> _Exercise aim_
Lines below containing the word "Trees" should be copied out.

━━━━━ Provided material ━━━━━

PR #92, opened 2019-04-08
Select DOM nodes on hover

gaearon:
I know you've considered and rejected this idea before, but I'm sending in case you might reconsider.

I've been watching @threepointone struggle to use new DevTools today. Initially, he couldn't find either the "inspect from DOM" button nor the "show in DOM" button because both are small icons that are easy to miss. He was sure neither of those are implemented yet.

Even when I pointed out the toolbar buttons, he was frustrated because every time he navigated in the tree, he had to press a button to see where he was. This made navigation itself difficult because *hovering nodes to see which one he wants to select* is part of his process.

This PR is a proposal to add behavior similar to what Chrome does in Elements tab, as well as what the old DevTools did:

1. When hovering a row, we highlight the corresponding DOM node.
2. We remove the highlighting when you mouseleave the tree.

There are a few smaller changes for this to work well. For example, I added a `scrollIntoView` option (`false` for hovers) and an `isSticky` option (`true` for hovers). Scrolling on hover is too disruptive. Automatic hiding is also disruptive in hover mode because it feels like the tooltip randomly disappears. However, I kept the existing "show in DOM" behavior. It's still useful if you want to scroll to an element.

## Inspecting Unfamiliar Trees: Before

Screen Recording 2019-04-08 at 02 33 PM

## Inspecting Unfamiliar Trees: After

Screen Recording 2019-04-08 at 02 32 PM

### DIFF
--- a/src/backend/views/Highlighter.js
+++ b/src/backend/views/Highlighter.js
@@ -18,7 +18,8 @@ export function hideOverlay() {
 
 export function showOverlay(
   element: HTMLElement | null,
-  componentName: string = ''
+  componentName: string | null,
+  isSticky: boolean
 ) {
   if (timeoutID !== null) {
     clearTimeout(timeoutID);
@@ -34,5 +35,7 @@ export function showOverlay(
 
   overlay.inspect(element, componentName);
 
-  timeoutID = setTimeout(hideOverlay, SHOW_DURATION);
+  if (!isSticky) {
+    timeoutID = setTimeout(hideOverlay, SHOW_DURATION);
+  }
 }
--- a/src/backend/views/Highlighter.js
+++ b/src/backend/views/Highlighter.js
@@ -19,7 +19,7 @@ export function hideOverlay() {
 export function showOverlay(
   element: HTMLElement | null,
   componentName: string | null,
-  isSticky: boolean
+  hideAfterTimeout: boolean
 ) {
   if (timeoutID !== null) {
     clearTimeout(timeoutID);
@@ -35,7 +35,7 @@ export function showOverlay(
 
   overlay.inspect(element, componentName);
 
-  if (!isSticky) {
+  if (hideAfterTimeout) {
     timeoutID = setTimeout(hideOverlay, SHOW_DURATION);
   }
 }
--- a/src/devtools/views/Components/Element.js
+++ b/src/devtools/views/Components/Element.js
@@ -11,6 +11,7 @@ import React, {
 import { ElementTypeClass, ElementTypeFunction } from 'src/devtools/types';
 import { createRegExp } from '../utils';
 import { TreeContext } from './TreeContext';
+import { BridgeContext, StoreContext } from '../context';
 
 import type { Element } from './types';
 
@@ -31,6 +32,9 @@ export default function ElementView({ index, style, data }: Props) {
     selectedElementID,
     selectElementByID,
   } = useContext(TreeContext);
+  const bridge = useContext(BridgeContext);
+  const store = useContext(StoreContext);
+
   const element = getElementAtIndex(index);
 
   const id = element === null ? null : element.id;
@@ -82,6 +86,19 @@ export default function ElementView({ index, style, data }: Props) {
     [id, selectElementByID]
   );
 
+  const rendererID = store.getRendererIDForElement(element.id) || null;
+  const handleMouseEnter = useCallback(() => {
+    if (rendererID !== null) {
+      bridge.send('highlightElementInDOM', {
+        displayName: element.displayName,
+        id: element.id,
+        rendererID,
+        scrollIntoView: false,
+        isSticky: true,
+      });
+    }
+  }, [bridge, element, rendererID]);
+
   // Handle elements that are removed from the tree while an async render is in progress.
   if (element == null) {
     console.warn(`<ElementView> Could not find element at index ${index}`);
@@ -100,6 +117,7 @@ export default function ElementView({ index, style, data }: Props) {
   return (
     <div
       className={isSelected ? styles.SelectedElement : styles.Element}
+      onMouseEnter={handleMouseEnter}
       onMouseDown={handleMouseDown}
       onDoubleClick={handleDoubleClick}
       style={{
--- a/src/devtools/views/Components/Element.js
+++ b/src/devtools/views/Components/Element.js
@@ -87,6 +87,8 @@ export default function ElementView({ index, style, data }: Props) {
   );
 
   const rendererID = store.getRendererIDForElement(element.id) || null;
+  // Individual elements don't have a corresponding leave handler.
+  // Instead, it's implemented on the tree level.
   const handleMouseEnter = useCallback(() => {
     if (rendererID !== null) {
       bridge.send('highlightElementInDOM', {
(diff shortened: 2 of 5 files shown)


src/devtools/views/Components/Element.js
```diff
@@ -66,6 +69,21 @@ export default function ElementView({ index, style }: Props) {
     [id, selectElementByID]
   );
 
+  const rendererID = store.getRendererIDForElement(element.id) || null;
```
bvaughn: nit `store.getRendererIDForElement` already returns `null` if it can't find a match

src/devtools/views/Components/Element.js
```diff
@@ -29,6 +30,8 @@ export default function ElementView({ index, style }: Props) {
     selectedElementID,
     selectElementByID,
   } = useContext(TreeContext);
+  const bridge = useContext(BridgeContext);
+  const store = useContext(StoreContext);
```
bvaughn: I wonder how much it will impact performance to have every list item reading from multiple contexts? Should we leverage the `itemData` prop for this?

The below diff has a Flow error that I would need to sort out, but as an example:
```diff
diff --git a/src/devtools/views/Components/Element.js b/src/devtools/views/Components/Element.js
index 6fd7db8..91c8064 100644
--- a/src/devtools/views/Components/Element.js
+++ b/src/devtools/views/Components/Element.js
@@ -11,18 +11,20 @@ import React, {
 import { ElementTypeClass, ElementTypeFunction } from 'src/devtools/types';
 import { createRegExp } from '../utils';
 import { TreeContext } from './TreeContext';
-import { BridgeContext, StoreContext } from '../context';
 
 import type { Element } from './types';
+import type { ItemData } from './Tree';
 
 import styles from './Element.css';
 
 type Props = {
+  data: ItemData,
   index: number,
   style: Object,
 };
 
-export default function ElementView({ index, style }: Props) {
+export default function ElementView({ data, index, style }: Props) {
+  const { highlightElement } = data;
   const {
     baseDepth,
     getElementAtIndex,
@@ -30,8 +32,6 @@ export default function ElementView({ index, style }: Props) {
     selectedElementID,
     selectElementByID,
   } = useContext(TreeContext);
-  const bridge = useContext(BridgeContext);
-  const store = useContext(StoreContext);
 
   const element = getElementAtIndex(index);
 
@@ -60,6 +60,8 @@ export default function ElementView({ index, style }: Props) {
 
   // TODO Add click and key handlers for toggling element open/close state.
 
+  // Individual elements don't have a corresponding leave handler.
+  // Instead, it's implemented on the tree level.
   const handleMouseDown = useCallback(
     ({ metaKey }) => {
       if (id !== null) {
@@ -69,20 +71,12 @@ export default function ElementView({ index, style }: Props) {
     [id, selectElementByID]
   );
 
-  const rendererID = store.getRendererIDForElement(element.id) || null;
   // Individual elements don't have a corresponding leave handler.
   // Instead, it's implemented on the tree level.
-  const handleMouseEnter = useCallback(() => {
-    if (rendererID !== null) {
-      bridge.send('highlightElementInDOM', {
-        displayName: element.displayName,
-        id: element.id,
-        rendererID,
-        scrollIntoView: false,
-        isSticky: true,
-      });
-    }
-  }, [bridge, element, rendererID]);
+  const handleMouseEnter = useCallback(
+    () => highlightElement(((element: any): Element)),
+    [element, highlightElement]
+  );
 
   // Handle elements that are removed from the tree while an async render is in progress.
   if (element == null) {
diff --git a/src/devtools/views/Components/Tree.js b/src/devtools/views/Components/Tree.js
index ef6073e..af35102 100644
--- a/src/devtools/views/Components/Tree.js
+++ b/src/devtools/views/Components/Tree.js
@@ -12,14 +12,25 @@ import AutoSizer from 'react-virtualized-auto-sizer';
 import { FixedSizeList } from 'react-window';
 import { TreeContext } from './TreeContext';
 import { SettingsContext } from '../Settings/SettingsContext';
-import { BridgeContext } from '../context';
-import Element from './Element';
+import { BridgeContext, StoreContext } from '../context';
+import ElementView from './Element';
 import InspectHostNodesToggle from './InspectHostNodesToggle';
 import OwnersStack from './OwnersStack';
 import SearchInput from './SearchInput';
 
 import styles from './Tree.css';
 
+import type { Element } from './types';
+
+type HighlightElementFn = (element: Element) => void;
+
+export type ItemData = {|
+  baseDepth: number,
+  highlightElement: HighlightElementFn,
+  numElements: number,
+  getElementAtIndex: (index: number) => Element | null,
+|};
+
 type Props = {||};
 
 export default function Tree(props: Props) {
@@ -34,7 +45,8 @@ export default function Tree(props: Props) {
     selectPreviousElementInTree,
   } = useContext(TreeContext);
   const bridge = useContext(BridgeContext);
-  const listRef = useRef<FixedSizeList<any> | null>(null);
+  const store = useContext(StoreContext);
+  const listRef = useRef<FixedSizeList<ItemData> | null>(null);
   const treeRef = useRef<HTMLDivElement | null>(null);
 
   const { lineHeight } = useContext(SettingsContext);
@@ -93,15 +105,32 @@ export default function Tree(props: Props) {
     selectPreviousElementInTree,
   ]);
 
+  const highlightElement = useCallback<HighlightElementFn>(
+    (element: Element) => {
+      const rendererID = store.getRendererIDForElement(element.id);
+      if (rendererID !== null) {
+        bridge.send('highlightElementInDOM', {
+          displayName: element.displayName,
+          id: element.id,
+          rendererID,
+          scrollIntoView: false,
+          isSticky: true,
+        });
+      }
+    },
+    [bridge, store]
+  );
+
   // Let react-window know to re-render any time the underlying tree data changes.
   // This includes the owner context, since it controls a filtered view of the tree.
-  const itemData = useMemo(
+  const itemData = useMemo<ItemData>(
     () => ({
       baseDepth,
+      highlightElement,
       numElements,
       getElementAtIndex,
     }),
-    [baseDepth, numElements, getElementAtIndex]
+    [baseDepth, highlightElement, numElements, getElementAtIndex]
   );
 
   const handleMouseLeave = useCallback(() => {
@@ -128,7 +157,7 @@ export default function Tree(props: Props) {
               ref={listRef}
               width={width}
             >
-              {Element}
+              {ElementView}
             </FixedSizeList>
           )}
         </AutoSizer>
```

━━━━━

> _Result below_
## Inspecting Unfamiliar Trees: Before
## Inspecting Unfamiliar Trees: After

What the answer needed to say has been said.